- [Source records]
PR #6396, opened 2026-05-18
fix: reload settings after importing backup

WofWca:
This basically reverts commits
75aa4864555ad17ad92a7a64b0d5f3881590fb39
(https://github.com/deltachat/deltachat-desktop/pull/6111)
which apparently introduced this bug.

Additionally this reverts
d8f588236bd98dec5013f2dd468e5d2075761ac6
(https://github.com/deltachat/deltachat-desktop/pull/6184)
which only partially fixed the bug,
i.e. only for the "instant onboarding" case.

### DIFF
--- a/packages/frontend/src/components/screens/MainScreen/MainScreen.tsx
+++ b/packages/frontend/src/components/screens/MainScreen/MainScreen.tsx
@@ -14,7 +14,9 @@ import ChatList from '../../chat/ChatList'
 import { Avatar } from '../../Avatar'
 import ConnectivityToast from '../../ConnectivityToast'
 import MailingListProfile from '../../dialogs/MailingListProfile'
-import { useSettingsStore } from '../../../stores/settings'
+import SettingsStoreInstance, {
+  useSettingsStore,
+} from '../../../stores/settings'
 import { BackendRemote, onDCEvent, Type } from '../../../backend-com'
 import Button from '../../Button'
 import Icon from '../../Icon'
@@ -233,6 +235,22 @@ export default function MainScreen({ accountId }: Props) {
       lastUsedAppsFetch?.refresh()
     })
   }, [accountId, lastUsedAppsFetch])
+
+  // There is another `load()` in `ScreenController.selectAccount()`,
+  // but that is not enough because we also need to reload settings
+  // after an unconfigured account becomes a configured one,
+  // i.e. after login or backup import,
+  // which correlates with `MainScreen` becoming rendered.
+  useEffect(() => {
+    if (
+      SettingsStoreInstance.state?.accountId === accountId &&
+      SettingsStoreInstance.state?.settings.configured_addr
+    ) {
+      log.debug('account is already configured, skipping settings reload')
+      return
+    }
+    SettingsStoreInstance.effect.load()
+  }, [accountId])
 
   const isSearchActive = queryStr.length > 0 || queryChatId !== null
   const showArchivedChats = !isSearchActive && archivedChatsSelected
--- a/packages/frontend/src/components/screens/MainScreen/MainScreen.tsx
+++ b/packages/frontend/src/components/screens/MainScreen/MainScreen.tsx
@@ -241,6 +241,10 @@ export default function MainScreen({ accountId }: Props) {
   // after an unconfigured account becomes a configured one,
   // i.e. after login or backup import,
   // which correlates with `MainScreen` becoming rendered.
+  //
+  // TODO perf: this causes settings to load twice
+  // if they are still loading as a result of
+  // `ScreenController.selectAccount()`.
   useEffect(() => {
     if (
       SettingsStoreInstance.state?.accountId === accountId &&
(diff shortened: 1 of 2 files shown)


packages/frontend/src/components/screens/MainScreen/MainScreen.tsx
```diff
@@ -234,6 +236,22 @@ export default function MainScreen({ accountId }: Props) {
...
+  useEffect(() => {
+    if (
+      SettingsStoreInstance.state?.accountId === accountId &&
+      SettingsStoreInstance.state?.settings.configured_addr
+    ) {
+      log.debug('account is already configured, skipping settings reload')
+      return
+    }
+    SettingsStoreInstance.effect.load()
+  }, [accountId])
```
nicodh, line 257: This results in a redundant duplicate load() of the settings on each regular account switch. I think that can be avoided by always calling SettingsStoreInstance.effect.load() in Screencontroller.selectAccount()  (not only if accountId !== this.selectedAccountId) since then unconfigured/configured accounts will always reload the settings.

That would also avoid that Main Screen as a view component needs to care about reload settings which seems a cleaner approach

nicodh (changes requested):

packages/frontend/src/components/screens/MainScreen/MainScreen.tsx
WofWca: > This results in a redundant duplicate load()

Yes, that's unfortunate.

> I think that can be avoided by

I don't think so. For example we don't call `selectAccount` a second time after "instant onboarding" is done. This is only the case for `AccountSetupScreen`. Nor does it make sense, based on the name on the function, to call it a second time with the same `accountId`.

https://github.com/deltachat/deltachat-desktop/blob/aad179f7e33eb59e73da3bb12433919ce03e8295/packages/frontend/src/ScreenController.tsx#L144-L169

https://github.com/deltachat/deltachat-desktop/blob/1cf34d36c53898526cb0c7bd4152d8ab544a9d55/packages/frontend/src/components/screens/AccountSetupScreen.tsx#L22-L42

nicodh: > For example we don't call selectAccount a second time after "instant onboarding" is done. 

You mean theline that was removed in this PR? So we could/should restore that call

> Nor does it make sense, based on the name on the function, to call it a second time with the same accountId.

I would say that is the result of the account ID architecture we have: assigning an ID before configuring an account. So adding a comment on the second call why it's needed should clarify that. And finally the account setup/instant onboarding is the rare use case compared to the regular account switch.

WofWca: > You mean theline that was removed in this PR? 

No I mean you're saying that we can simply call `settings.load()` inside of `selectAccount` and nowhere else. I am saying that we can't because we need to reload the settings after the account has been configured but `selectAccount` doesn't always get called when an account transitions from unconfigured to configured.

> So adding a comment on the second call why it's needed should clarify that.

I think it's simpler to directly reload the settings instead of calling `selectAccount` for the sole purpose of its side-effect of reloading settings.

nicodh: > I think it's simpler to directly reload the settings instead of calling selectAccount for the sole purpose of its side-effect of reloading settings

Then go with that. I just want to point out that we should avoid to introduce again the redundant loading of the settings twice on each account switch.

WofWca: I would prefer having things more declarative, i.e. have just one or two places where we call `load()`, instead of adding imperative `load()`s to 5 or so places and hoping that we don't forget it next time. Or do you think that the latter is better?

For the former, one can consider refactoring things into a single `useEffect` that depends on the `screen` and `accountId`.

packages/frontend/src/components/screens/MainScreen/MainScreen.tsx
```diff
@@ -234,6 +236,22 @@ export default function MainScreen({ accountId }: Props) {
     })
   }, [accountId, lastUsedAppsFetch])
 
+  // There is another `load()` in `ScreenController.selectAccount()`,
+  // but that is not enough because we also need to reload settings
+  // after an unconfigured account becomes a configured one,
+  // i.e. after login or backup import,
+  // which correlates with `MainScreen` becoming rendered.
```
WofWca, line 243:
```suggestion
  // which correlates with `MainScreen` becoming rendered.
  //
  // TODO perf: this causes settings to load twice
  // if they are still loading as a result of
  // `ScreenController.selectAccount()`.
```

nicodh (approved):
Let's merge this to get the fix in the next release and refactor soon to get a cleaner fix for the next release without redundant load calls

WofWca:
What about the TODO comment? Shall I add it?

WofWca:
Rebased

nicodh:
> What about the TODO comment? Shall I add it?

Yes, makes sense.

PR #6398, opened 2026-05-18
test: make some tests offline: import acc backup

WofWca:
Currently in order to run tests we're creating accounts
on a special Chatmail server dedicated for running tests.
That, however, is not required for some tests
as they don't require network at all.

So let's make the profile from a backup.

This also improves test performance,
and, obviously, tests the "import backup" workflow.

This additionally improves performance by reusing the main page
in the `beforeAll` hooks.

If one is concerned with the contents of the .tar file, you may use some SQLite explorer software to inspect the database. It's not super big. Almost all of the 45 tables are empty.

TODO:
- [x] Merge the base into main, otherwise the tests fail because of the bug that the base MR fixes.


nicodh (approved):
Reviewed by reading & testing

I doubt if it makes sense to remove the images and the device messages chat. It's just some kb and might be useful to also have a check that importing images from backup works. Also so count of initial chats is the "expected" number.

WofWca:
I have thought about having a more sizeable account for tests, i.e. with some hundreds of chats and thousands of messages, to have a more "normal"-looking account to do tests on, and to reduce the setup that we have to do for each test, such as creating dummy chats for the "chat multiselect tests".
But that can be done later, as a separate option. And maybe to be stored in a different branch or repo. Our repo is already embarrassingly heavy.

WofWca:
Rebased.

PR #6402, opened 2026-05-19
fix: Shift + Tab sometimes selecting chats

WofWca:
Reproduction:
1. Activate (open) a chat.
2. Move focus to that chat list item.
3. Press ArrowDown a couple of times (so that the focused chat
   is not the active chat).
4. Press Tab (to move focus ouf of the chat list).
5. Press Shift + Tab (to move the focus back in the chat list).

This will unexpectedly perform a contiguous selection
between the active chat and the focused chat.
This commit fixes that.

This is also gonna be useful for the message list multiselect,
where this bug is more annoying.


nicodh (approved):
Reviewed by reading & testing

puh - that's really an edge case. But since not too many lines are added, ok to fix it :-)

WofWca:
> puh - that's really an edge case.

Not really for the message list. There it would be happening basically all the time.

- [Work to be completed] From the entries above, extract each line containing "What".

- [Expected answer]
What about the TODO comment? Shall I add it?
> What about the TODO comment? Shall I add it?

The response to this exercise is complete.